▸ **TRY IT**:
Reproduce exactly the lines below from the one containing "It also makes" through the one containing "Another is that", including both, and nothing else.

:: RECORDS PROVIDED ::

Issue #9461, opened 2023-01-10
The future of webconfig


faho:
I've thought for quite a while that we need to do something about webconfig - our web-based configuration tool.

It isn't keeping up with new features, like our extended abbreviations - #9460.
It also makes implementing some features more annoying, like #9456 - which would be trivial in fish, but is awkward if you need to add it in two places and marshall the data through.

Another is that angularjs has gone EOL with no easy upgrade path in January 2022 - that's a year ago! (you may now feel old)

In short: It needs some real work put into it, and that isn't happening. Since 3.4.0 (released March 2022), it has received 16 commits (excluding those to themes and sample_prompts), most of them extremely small (5 just to the css). No substantial work on it has happened.

So, I propose one of two possibilities:

- We come up with a plan to port it off angular, and ideally get someone to maintain it and bring it up to speed
- We remove it - to be clear: the function `fish_config` and its CLI with the `theme` and `prompt` subcommands would stay, `fish_config browse`, the web-UI would go.

I realize that the latter is hard - webconfig is a flashy feature, and it has served fish well especially in the time that the CLI-version wasn't available. But now that we have `fish_config prompt` and `fish_config theme`, I believe that it doesn't really add a lot of value and it is time to let go.

ridiculousfish:
I agree with your diagnosis and yet I hope to save web-UI `fish_config`. In my experience it's a powerful way to make users instantly comfortable with fish. Yes we do need to rewrite it from AngularJS, I have the stomach to do so, it's not that much code.

The observation about #9456 is good - `fish_config` does its magic through universal variables and we are trying to move away from those. It's a real problem if web-UI `fish_config` is an obstacle to new features.

Sorry I don't have any concrete conclusions at the moment, I need to think about it a bit.

septatrix:
> Yes we do need to rewrite it from AngularJS, I have the stomach to do so, it's not that much code.

Do you already have a framework in mind? As it is a rather small app I would suggest Svelte or even lit-html as opposed to some of the heavier options like React, Vue, or Angular. I could also help with this if you want

faho:
@septatrix I don't think we really care about which, specifically, just that it's light on dependencies - i.e. no need to run "npm" or ideally any tool whatsoever.

Really what we need here is basically a template engine - "add all themes in this spot".

septatrix:
[...]

PR #9554, opened 2023-02-07
WIP: Proof of concept for replacing AngularJS with Alpine.js in webconfig component

septatrix:
## Description

Alpine.js is a very lightweight JS framework bringing many of the comforts from heavier frameworks like Vue or Angular. A huge benefit of Alpine.js is that it does not require any build steps unlike some other more lighter frameworks such as Svelte.

I have wanted to try out Alpine.js for a while now and worked on this during a train ride. It was very pleasant to work with and easy to understand, so I think will also help to reduce the maintenance burden coming forward.

This is for now just a POC, most importantly the color tab is not yet implemented. I also plan to split the HTML and JS into separate files again.

Fixes issue #9461 (at least the part about replacing EOL AngularJS)

## TODOs:


ridiculousfish:
Thank you! This is very cool. I think alpine.js is an excellent choice because of its minimalism. I'll review.

share/tools/web_config/js/alpine.js
```diff
@@ -0,0 +1,5 @@
...rEach(([o,{value:s,enumerable:a}])=>{if(a===!1||s===void 0)return;let c=i===""?o:`${i}.${o}`;typeof s=="object"&&s!==null&&s._x_interceptor?n[o]=s.initialize(e,c,o):t(s)&&s!==n&&!(s instanceof Element)&&r(s,c)})};return r(e)}function Ee(e,t=()=>{}){let r={initialValue:void 0,_x_interceptor:!0,initialize(n,i,o){return e(this.initialValue,()=>yn(n,i),s=>lt(n,i,s),i,o)}};return t(r),n=>{if(typeof n=="object"&&n!==null&&n._x_interceptor){let i=r.initialize.bind(r);r.initialize=(o,s,a)=>{let c=n.initialize(o,s,a);return r.initialValue=c,i(o,s,a)}}else r.initialValue=n;return r}}function yn(e,t){return t.split(".").reduce((r,n)=>r[n],e)}function lt(e,t,r){if(typeof t=="string"&&(t=t.split(".")),t.length===1)e[t[0]]=r;else{if(t.length===0)throw error;return e[t[0]]||(e[t[0]]={}),lt(e[t[0]],t.slice(1),r)}}var Zt={};function y(e,t){Zt[e]=t}function se(e,t){return Object.entries(Zt).forEach(([r,n])=>{Object.defineProperty(e,`$${r}`,{get(){let[i,o]=ut(t);return i={interceptor:Ee,...i},ye(t,o),n(t,i)},enumerable:!1})}),e}function Qt(e,t,r,...n){try{return r(...n)}catch(i){Z(i,e,t)}}function Z(e,t,r=void 0){Object.assign(e,{el:t,expression:r}),console.warn(`Alpine Expression Error: ${e.message}
```
faho, line 1: I'm reasonably sure distributions would prefer we ship the unminified source, and size isn't really a big deal here.

septatrix: I was using a minified version because the angular files were also minified. The full version is about double the size¹ but I agree that unminified is probably preferred by Distros.

¹ <https://cdn.jsdelivr.net/npm/alpinejs@3.11.1/dist/>

septatrix:
I also hooked up the color tab now. What remains to be done now is cleaning up the code by splitting it up in files again and test some edge cases.

One thing to note: Alpine.js does not support IE11 due to usage of `@vue/reactivity` under the hood. As IE is officially unsupported (finally) and only those using WSL and IE11 would be affected I do not think this should be considered a problem. I suspect most fish users are more tech-adapt and use evergreen browsers anyhow.

Due to the above, we can also reasonably replace a lot of old code with more modern equivalents. Another thing I would like to work on is make the webconfig a bit more accessible: E.g. use proper elements like inputs and buttons instead of divs with onclick handlers everywhere, improve keyboard navigation etc.

mqudsi (commented):
This is a nice change. Dropping IE11 support is probably wholly inconsequential for our purposes.

faho:
Alright, I've checked this out, made the prompt tab work.

I can't find a bunch missing, so I'm going to merge this *now* so we can then collaborate on it together, instead of letting this PR languish in draft mode.

Thanks for all that work!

:::

▸ **SOLUTION BELOW**:
It also makes implementing some features more annoying, like #9456 - which would be trivial in fish, but is awkward if you need to add it in two places and marshall the data through.

Another is that angularjs has gone EOL with no easy upgrade path in January 2022 - that's a year ago! (you may now feel old)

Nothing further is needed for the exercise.